Funds under management has grown to $3.3 billion as of March 2021 and the pace of growth has certainly accelerated as we can see below. 2020 was a year of leaps and bounds for ESG ETFs as investors continued to pile in.
Net Inflows for ESG related ETFs had a record year in 2020 and into 2021 with the best months being February 2020 ($218m), November 2020 ($201m) and March 2021 ($186m).
Most inflows are into ETHI and FAIR products with $988m and $843m followed by VESG and RARI (both at $225m).
Whilst it's not necessarily fair to look at ETFs across asset classes (for example, bond ETFs won't return as much as equity ETFs), at the highest level of categorisation (ESG vs Others), we found that since January 2020, ESG outperformed non-ESG with cumulative total price returns of +11% versus +8%.
Again, it's a broad brushstroke but looking at different asset classes will tell more of a detailed story and we can do that deeper dive in future articles.

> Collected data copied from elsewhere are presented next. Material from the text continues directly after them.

PR #11215, opened 2025-08-05
chore: remove `Eq[v]` requirement from `BPlusTree`

CasperDN:
The only negative side effect will be that a lock is actually grabbed when inserting duplicate values.


magnus-madsen:
But Order implies Eq, so I don't follow?

CasperDN:
For a `B+` tree, `BPlusTree[k, v, r]`, we required `Eq[v]` and `Order[k]`. This just removes the requirement on `v`, not on `k`.

magnus-madsen (approved):

PR #11226, opened 2025-08-05
feat: add functionality for writing lines to Writable

rywiese:


main/src/library/Writable.flix
```diff
@@ -47,6 +47,45 @@ trait Writable[t] {
...
+            ) yield ()
+        }
+
+    ///
+    /// Writes a new line separator to `writer`.
+    ///
+    /// The new line separator is platform dependent, and is determined by the "line.separator" system property.
+    ///
+    pub def writeNewLine(writer: t): Result[IoError, Unit] \ IO + Sys + Writable.Aef[t] with Writable[t] where Writable.Elm[t] ~ Char =
+        let newLine = System.getProperty("line.separator");
```
mlutze, line 73: I'm wondering whether this should use the abstract `Environment` effect instead.

mlutze: On one hand, this is a maybe a lowish level API, but on the other hand, we tend to prefer the high-level effects whenever possible...

I'll need another second opinion from the chief @magnus-madsen

magnus-madsen: Not sure

magnus-madsen: What's pros/cons?

mlutze: Pros:

- abstract
- can make a pure writer in theory?

Cons:

- performance
- requires another handler

magnus-madsen: I say we leave out the environment for now, but create a ticket.

magnus-madsen: Ohw ait, but we dont want the Sys and IO effect right?

magnus-madsen:
@mlutze @rywiese You two can make a decision and merge.

main/src/library/Writable.flix
magnus-madsen: What if we took the line separator as an argument?

rywiese: > What if we took the line separator as an argument?

I'd be concerned that people just hardcode `\n` instead of making that system property call

magnus-madsen: We can leave a documentation comment.

magnus-madsen: My proposal is also a bit of a cop out; deferring the decision until later.

rywiese: I think it would be an odd user experience if a function requires an argument, but the docs tell me exactly what the argument has to be. and, assuming the user does `writeNewLine(System.getProperty("line.separator"), writer: t)` the same effects are emitted at the call site, so do we achieve anything?

I think if we went this route it might be cleaner to just have a `writeString` function and the caller has to put the newlines in themselves. Otherwise the `writeNewLine(newLine: String)` function becomes identical to the `writeString(str: String)` function.

rywiese: And for that matter, `writeLine` is basically a convenience for `writeString` then `writeNewLine`. So if `Sys` is burdensome for some reason, `writeString` is always an option

rywiese: But that doesn't really answer the `Sys` vs `Environment` question, and i'm not sure i'm familiar enough yet with the idioms here to have a strong opinion

mlutze: We'll go with this for now, and can revisit later.

PR #11227, opened 2025-08-06
chore: allow nullary functionals in Datalog

### LINKED ISSUE #11011: Functional predicates in Datalog crashing at runtime
Following the [example](https://doc.flix.dev/functional-predicates.html) with a function to generate primes, `primesInRange` we could write the following:
```
Primes(x) :- let x = primesInRange(0, 100).
```
This fails though. `Lowering` crashes with `mkFunctional` hitting the first if-branch which declares that the number of variables 'in variable', should be at least 1 (and at most 5). The following works fine though
```
Dummy(100).
Primes(x) :- Dummy(x), let x = primesInRange(0, x).
```
It appears that removing
```
if (numberOfInVars == 0) {
  throw InternalCompilerException("Requires at least one in variable.", loc)
}
```
from `Lowering.flix` and adding
```
@Internal
pub def lift0X1(f: Vector[(o1)]): Vector[Boxed] -> Vector[Vector[Boxed]]
    with Order[o1] =
    (_: Vector[Boxed]) ->
        let g = match (o1) -> Vector#{box(o1)};
        Vector.map(g, f)
```
to `Fixpoint/Boxable.flix` allows this program to run.

CasperDN:
Fixes #11011.

Simply removes the requirement of at least 1 free variable and add functions to handle this in both engines.


magnus-madsen (approved):

magnus-madsen:
Very nice. Thanks.

PR #11606, opened 2025-09-15
refactor: merge file operations in `Bootstrap` with `FileOps`

jaschdoc:
This PR removes file operations from `Bootstrap` and merges them into `FileOps`. The reason is threefold:
1. `Bootstrap` had many functions related to file operations. Removing them from the class allows it to focus more cleanly on what it must achieve, i.e., less clutter more meaningful code.
2. `Bootstrap` and `FileOps` had code duplication, so this PR improves code reuse.
3. `isZipArchive` was used in both `Bootstrap` and `Flix` but defined twice. As it seems to be a predicate that relies solely on a file and its first four bytes, it seems natural to move it to `FileOps`. This improves code reuse again.


magnus-madsen:
Good idea.

PR #11610, opened 2025-09-15
feat: avoid array clone in lexer fuzzing

JonathanStarup:
There is no reason to copy the array, it is a local array so it can just be mutated.

This makes fuzzing a constant time operation

### DIFF
--- a/main/src/ca/uwaterloo/flix/language/phase/Lexer.scala
+++ b/main/src/ca/uwaterloo/flix/language/phase/Lexer.scala
@@ -142,8 +142,8 @@ object Lexer {
       val (results, errors) = ParOps.parMap(staleByDecreasingSize) {
         src =>
           val (tokens, errors) = lex(src)
-          val fuzzedTokens = fuzz(tokens)
-          (src -> fuzzedTokens, errors)
+          fuzz(tokens)
+          (src -> tokens, errors)
       }.unzip
 
       // Construct a map from each source to its tokens.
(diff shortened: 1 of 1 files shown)


JonathanStarup:
@magnus-madsen is this actually used? its never set to `true` in this repo (CI or otherwise) and it seems redundant when `FuzzerSuite` exists?

magnus-madsen:
But its fine to copy the tokens. I don't understand. Why micro optimize?

magnus-madsen:
As for its use, I think it is waiting for the time when we get a server dedicated to fuzzing.

JonathanStarup:
> But its fine to copy the tokens. I don't understand. Why micro optimize?

micro optimize makes it sound like a make the function worse to optimize performance. This change makes the function more general and faster. Why not do it?

magnus-madsen:
> > But its fine to copy the tokens. I don't understand. Why micro optimize?
> 
> micro optimize makes it sound like a make the function worse to optimize performance. This change makes the function more general and faster. Why not do it?

Because it makes the correctness of the code less clear? And there is no measurable performance gain here right?

magnus-madsen:
Its written in a functional-style right?

JonathanStarup:
its not more or less clear to me, but now its simpler and more efficient.

JonathanStarup:
I can also add back the call to `array.clone()` on the outside. I just wanted to make the fuzzer function itself as clean and simple as possible.

magnus-madsen:
I want `fuzz` to be a function.

JonathanStarup:
That is hard to argue against.

Can I counter propose removing it since its 1) quite simple, 2) dead code, and 3) is testing code that exists in core logic?

Issue #11514, opened 2025-09-05
Add missing `case` completion suggestion when in match expression


LoZander:
When in a match expression, such as
```flix
match x {
  c|
}
```
where | denotes the cursor, only the `catch` keyword is suggested and not `case`.

While it would also be nice for `catch` to not be suggested in this case (since I believe it would never be applicable in this context), I feel this is being the scope of this issue.

LoZander:
Unless keyword completion has changed considerably since I worked on this, I believe the solution is as simple as adding `case` to the list of keyword completions returned by `KeywordCompleter.getExprKeywords`. I could probably do PR sometime this weekend.

LoZander:
Or maybe monday

LoZander:
A further improvement would be to utilise syntactic context to only suggest `case` when on the left-hand side of a rule in a match expression (this would also allow ruling out other suggestions that do not make sense here. But with  this PR, `case` will at least be suggested to begin with within the match expression.

LoZander:
As discussed in #11613, the proper solution is to add a syntactic context for match rules and add a `case` completion when in that context. I might look into that when I find the time, unless someone else gets to it first ofc :)

magnus-madsen:
The situation should be very similar to e.g. the enum case.

PR #11613, opened 2025-09-15
fix: added missing `case` expression keyword completion

LoZander:
Related to issue #11514

### DIFF
--- a/main/src/ca/uwaterloo/flix/api/lsp/provider/completion/KeywordCompleter.scala
+++ b/main/src/ca/uwaterloo/flix/api/lsp/provider/completion/KeywordCompleter.scala
@@ -88,6 +88,7 @@ object KeywordCompleter {
       // A
       Completion.KeywordCompletion("and"         , range, Priority.Lowest(0)),
       // C
+      Completion.KeywordCompletion("case"        , range, Priority.Lowest(-1)),
       Completion.KeywordCompletion("catch"       , range, Priority.Lowest(0)),
       // D
       Completion.KeywordCompletion("def"         , range, Priority.Lowest(-1)),


LoZander:
Since everything else in the file has the absolute priority of "lowest", I gave this keyword completion that same. I wasn't exactly sure what to set the relative priority to, but I figured it should have priority over `catch`, so I set it to `-1` since I saw that had been done elsewhere in the completer.

magnus-madsen:
@LoZander `case` is not a syntactic expression; rather it is part of a MatchRule (among others) and should have its own syntactic category. Adding it to expression will cause incorrect completions.

magnus-madsen:
We have an enum context. In the same style, we could have a match context.

LoZander:
> @LoZander `case` is not a syntactic expression; rather it is part of a MatchRule (among others) and should have its own syntactic category. Adding it to expression will cause incorrect completions.

@magnus-madsen. Right, better to be conservative with the suggestion rather than too liberal with it, since incorrect suggestions are misleading.

Would it be a big job to add a match context, do you think? I could try looking into that

magnus-madsen:
> > @LoZander `case` is not a syntactic expression; rather it is part of a MatchRule (among others) and should have its own syntactic category. Adding it to expression will cause incorrect completions.
> 
> @magnus-madsen. Right, better to be conservative with the suggestion rather than too liberal with it, since incorrect suggestions are misleading.
> 
> Would it be a big job to add a match context, do you think? I could try looking into that

It should not bee too big.

LoZander:
> > > @LoZander `case` is not a syntactic expression; rather it is part of a MatchRule (among others) and should have its own syntactic category. Adding it to expression will cause incorrect completions.
> > 
> > 
> > @magnus-madsen. Right, better to be conservative with the suggestion rather than too liberal with it, since incorrect suggestions are misleading.
> > Would it be a big job to add a match context, do you think? I could try looking into that
> 
> It should not bee too big.

alright, cool. Then I might take a look at that sometime soon, when I find the time :)

PR #11614, opened 2025-09-15
refactor: remove simple alias

JonathanStarup:
I think its more readable with the stringcurser call

### DIFF
--- a/main/src/ca/uwaterloo/flix/language/phase/Lexer.scala
+++ b/main/src/ca/uwaterloo/flix/language/phase/Lexer.scala
@@ -145,7 +145,7 @@ object Lexer {
   def lex(src: Source): (Array[Token], List[LexerError]) = {
     implicit val s: State = new State(src)
     while (!eof()) {
-      consumeWhitespace()
+      s.sc.advanceWhile(_.isWhitespace)
       if (!eof()) {
         s.resetStart()
         val k = scanToken()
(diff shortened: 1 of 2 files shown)


jaschdoc:
Not sure I agree. Why do you think it is more readable?

magnus-madsen:
I think the current code is more readable.

JonathanStarup:
if you read comsumeWhitespace, you don't know what that function does. If you read s.sc.advanceWhile(_.isWhitespace) you know exactly what it does. Normally the fault in this logic is the size of the function code but here they are the same size.

magnus-madsen:
@mlutze What is your vote?

magnus-madsen:
The nice thing about having one function is that you can see the definition in one place. No chance of drift.

JonathanStarup:
In this case though, the function is just hiding the call and affect on `s.sc`, and the whole thing with Lexer is about the state of the stringcursor.

Matt went from against to neutral after I presented my points 😄

I made this change because i read the `consumeWhitespace` call and had to go away to read what it actually did. I think it easy to forget that the reader of the code does not neccessarily know/remember that it is a one line function. I don't like these functions that adds clutter to selfdescribing code.

jaschdoc:
I still think `s.sc.advanceWhile(_.isWhitespace)` is a lower level implementation of *how* to consume whitespace. When adding new functionality, it's much more cumbersome to *learn how* to consume whitespace rather than *discovering* a function that tells me *what* it does.

magnus-madsen (approved):

magnus-madsen:
I disagree. But let us not overthink it. Since you are the one working on the Lexer atm, I will let it go.

JonathanStarup:
> I still think `s.sc.advanceWhile(_.isWhitespace)` is a lower level implementation of _how_ to consume whitespace. When adding new functionality, it's much more cumbersome to _learn how_ to consume whitespace rather than _discovering_ a function that tells me _what_ it does.

but "lower" is relative, all the lexer functions operate on that level (do xyz to the string cursor)

> I disagree. But let us not overthink it. Since you are the one working on the Lexer atm, I will let it go.

Yeah i was also gonna suggest that we conclude no matter the judgement 😄

mlutze:
> @mlutze What is your vote?

I was originally opposed but Jonathan brought me to neutrality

Since the total price return data is monthly, we can rely on share price returns data (in this case from Yahoo Finance) to showcase more granularity when it comes to showcasing top ESG performers. We see that INES and IMPQ were the top performers followed by ETHI, VESG and ESGI. This is share price performance only and does not take into account dividend redistributions. Additionally, the figures are baselined to 100.
At a high-level, looking at the commonality across holdings we can see that not all ESG related ETFs are the same. In analysis of equity related ETFs that showcase their holdings in detail (e.g. passive ones), what we found was that the most commonly held sector was Financials at nearly 18%. This was followed by Health Care at 15%, Information Technology at 15% and Consumer Discretionary at 11%. The average holding in cash is high at 10%. The figures below come from 15 of the ESG ETFs which have equity sector exposure (including the 3 hybrid ethical ETFs from BetaShares, DBBF, DGGF and DZZF).
The spread across these ETFs is quite different (as can be seen below) where not only are the percentages in each sector different, but some ETFs do not even cover some sectors like energy or have a large amount of holdings in cash and other investments.
This analysis was done as of 26th April 2021 so figures may have changed slightly.
Whatever you end up doing with getting more ESG ETFs into your investing or avoiding it all together, the analysis should be based on what's under the hood in terms of holdings, what the various metrics are telling you (liquidity, net inflows, performance) and how well does this ETF fit in with other assets in your portfolio. Additionally, depending on your style, active or passive ETFs may be the best fit for you. It's well worth doing the research to see which is best for you.
Everyone's goals might be different but what is certainly true, is that ESG investing has continued to see strong growth and is building up a good infrastructure to make sure it's here to stay.